**Activity**. Scan the entries below. Return every line that includes "from".
+-------+
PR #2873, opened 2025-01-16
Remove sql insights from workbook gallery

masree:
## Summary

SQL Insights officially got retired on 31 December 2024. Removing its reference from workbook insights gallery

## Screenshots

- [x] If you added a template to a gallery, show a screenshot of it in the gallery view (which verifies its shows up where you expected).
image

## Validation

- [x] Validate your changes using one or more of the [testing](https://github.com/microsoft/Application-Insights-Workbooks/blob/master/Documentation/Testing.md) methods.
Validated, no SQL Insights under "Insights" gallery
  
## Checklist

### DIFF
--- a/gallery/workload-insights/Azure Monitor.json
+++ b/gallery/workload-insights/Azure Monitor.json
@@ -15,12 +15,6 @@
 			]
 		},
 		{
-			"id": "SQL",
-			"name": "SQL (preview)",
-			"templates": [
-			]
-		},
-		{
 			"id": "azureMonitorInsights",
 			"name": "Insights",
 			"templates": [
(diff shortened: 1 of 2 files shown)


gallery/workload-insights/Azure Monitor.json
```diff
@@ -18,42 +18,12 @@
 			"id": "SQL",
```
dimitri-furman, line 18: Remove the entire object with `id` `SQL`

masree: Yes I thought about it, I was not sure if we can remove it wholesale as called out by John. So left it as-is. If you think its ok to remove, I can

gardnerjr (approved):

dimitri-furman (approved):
+-------+
**Reply**.
Remove sql insights from workbook gallery
SQL Insights officially got retired on 31 December 2024. Removing its reference from workbook insights gallery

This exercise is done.